Research Statement

My research operates at the intersection of high-dimensional financial time series, modern applied mathematics, and computational physics. I’ve always gravitated toward non-parametric, structure-seeking techniques—drawing on geometry, spectral methods, and ideas inspired by quantum field theory and statistical mechanics. I view financial markets as constrained dynamical systems with symmetries, coupling structures, and propagation dynamics, not as noisy regression exercises.

I spent over a decade at the University of Chicago, completing Ph.D.-level coursework in economics, mathematics, and physics, including quantum field theory and string theory. That training fundamentally shaped my worldview: I think in terms of conservation laws, constraint surfaces, interacting fields, and renormalization-style flow rather than linear regressions and point estimates. (I’ve always taken crescat scientia vita excolatur literally, and I kept pushing it until UChicago politely hinted that perhaps I had taken the motto a bit too far.)

In parallel, I developed a deep full-stack engineering background. I’ve built distributed systems, low-latency infrastructure, data pipelines, and large-scale portfolio engines; I’ve designed APIs, supervised production rollouts, and managed teams building systems that cannot fail. This engineering fluency informs my research: I don’t think about models in isolation—I think about how they deploy, scale, degrade, and behave under stress. My research is inseparable from the systems that implement it.

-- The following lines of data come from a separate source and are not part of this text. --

PR #205, opened 2020-07-27
Use figures from examples in documentation

mschmidt87:
This PR does the following this:

- It configures sphinx such that the gallery of examples will contain the images produced by the example scripts. To that end, running `make html`  in the `docs/` folder now executes the example scripts one by one and collects the figures created by the scripts.
- To enable quick debugging of the documentation without having to run the examples every time, I introduced `make html-noplot` which skips running the examples (and produces a documentation without the figures). This is of much quicker to run.
- In the CI, I removed the step to run the examples explicitly because this is now done in the documentation build step, implicitly.

Note: It is not possible to render the openAI gym environment when running the mountain car example script with sphinx-gallery. (This will fail with an error). I suspect the problem is that the `pyglet` library that the gym is using for rendering does not support headless rendering (this is a known shortcoming of this library). Therefore, the only possible way to make the docs run is to comment out this line in the example. I added an explanation to the docstring.

To test this PR, run
```bash
cd docs/
make html
```

### DIFF
--- a/.travis.yml
+++ b/.travis.yml
@@ -30,18 +30,12 @@ script:
   - black --check .
   - flake8 --config=.flake8 .
   - mypy cgp
-  - if [ "$DEP" = "[all]" ]; then
+  - if [ "$DEP" = "[all]" -a $TRAVIS_PYTHON_VERSION = 3.8 ]; then
+       pip install gym || exit 1;
        make -C docs/ html || exit 1;
-       touch docs/_build/html/.nojekyll
-       
+       touch docs/_build/html/.nojekyll || exit 1;
     fi
   - pytest --cov=cgp
-  - if [ "$DEP" = "[all]" -a $TRAVIS_PYTHON_VERSION = 3.8 ]; then
-       python examples/example_evo_regression.py || exit 1 ;
-       python examples/example_differential_evo_regression.py || exit 1;
-       python examples/example_caching.py || exit 1;
-       python examples/example_parametrized_nodes.py || exit 1;
-    fi
 after_success:
   - coveralls
 deploy:
--- a/examples/example_mountain_car.py
+++ b/examples/example_mountain_car.py
@@ -268,6 +268,8 @@ def visualize_behaviour_for_evolutionary_jumps(seed, history, only_final_solutio
 
 # %%
 # Finally, we execute the evolution and visualize the results.
+# To animate the behavior of the car for the found expression, uncomment
+# the last line of the example.
 
 
 if __name__ == "__main__":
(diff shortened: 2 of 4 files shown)


.travis.yml
```diff
@@ -30,17 +30,12 @@ script:
   - black --check .
   - flake8 --config=.flake8 .
   - mypy cgp
-  - if [ "$DEP" = "[all]" ]; then
+  - if [ "$DEP" = "[all]" -a $TRAVIS_PYTHON_VERSION = 3.8 ]; then
+       pip install gym;  # for the mountain car example
```
jakobj, line 34:
```suggestion
       pip install gym;  # necessary for the mountain car example
```

examples/example_mountain_car.py
```diff
@@ -265,6 +265,8 @@ def f(x):
 
 # %%
 # Finally, we execute the evolution and visualize the results.
+# To animate the behavior of the car for the final solution, uncomment
```
jakobj, line 268:
```suggestion
# To animate the behavior of the car for the found expression, uncomment
```

mschmidt87:
> however, i'm really worried about the runtime of CI with this configuration. on my machine it took ~15min to build the documentation with executing the examples, this can easily get annoying, no? maybe we should decrease the maximal number of generations, e.g., in the mountain car example (~12min)?

Yes, I agree, this will become more severe with more examples being added to the repo. As a compromise, we could say that we only build the full documentation incl. running the examples just before merging the PR, i.e., not on every travis run. Not sure how to organize this with Travis, but it might be possible.

What is definitely possible: Only build the full docs on deployment of the documentation, i.e. *after* merging the PR. That would mean, though, that we don't test the examples before merging a PR. What do you think?

jakobj:
honestly, i don't know what the best way forward is here. long CI runtime can be quite frustrating, however, having to fix examples after a PR was merged also doesn't sound like fun. i like your first suggestion, but it sounds like we'd need to manually trigger the doc build, wouldn't we? if afraid any manual step in the CI process will sooner or later lead to failure. we could try to keep the runtime of the examples really low, let's say each _must_ finish <1min, and exclude all examples that take longer from the doc build (if that's possible). well, if we have many examples, this would also quickly add up. let me think about this a bit more.

mschmidt87:
I agree that this is a bit tricky. But I think the idea of reducing the runtime of the examples is good. Let's have this discussion not in this PR, because it's actually not related to the change introduced here. I opened #208  for discussion and sketched the three options, I could come up with. I guess you can infer from the text which one I prefer. ;-)

mschmidt87:
The CI fails because the mountain car example is taking too long. Let's wait for #206 to get merged, before we try again.

mschmidt87:
CI passes, please take another look @jakobj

My current work brings these threads together: using mathematical and physical priors to build AI models that reason in a financially grounded way, and grounding those models in production-grade compute and software engineering. The goal is to construct systems that internalize balance-sheet mechanics, microstructure, risk propagation, tax/custody constraints, and the causal architecture of price formation—not just token-level correlations. These models must be mechanistic, interpretable, and operationally viable at institutional scale.

Longer term, I aim to build decision architectures that merge practitioner intuition, physics-style structural reasoning, and modern engineering discipline: systems that reason coherently, scale efficiently, and remain robust under real-world stress. This is an attempt to fuse contemporary AI with the mathematical structures and computational rigor required for production-grade portfolio management.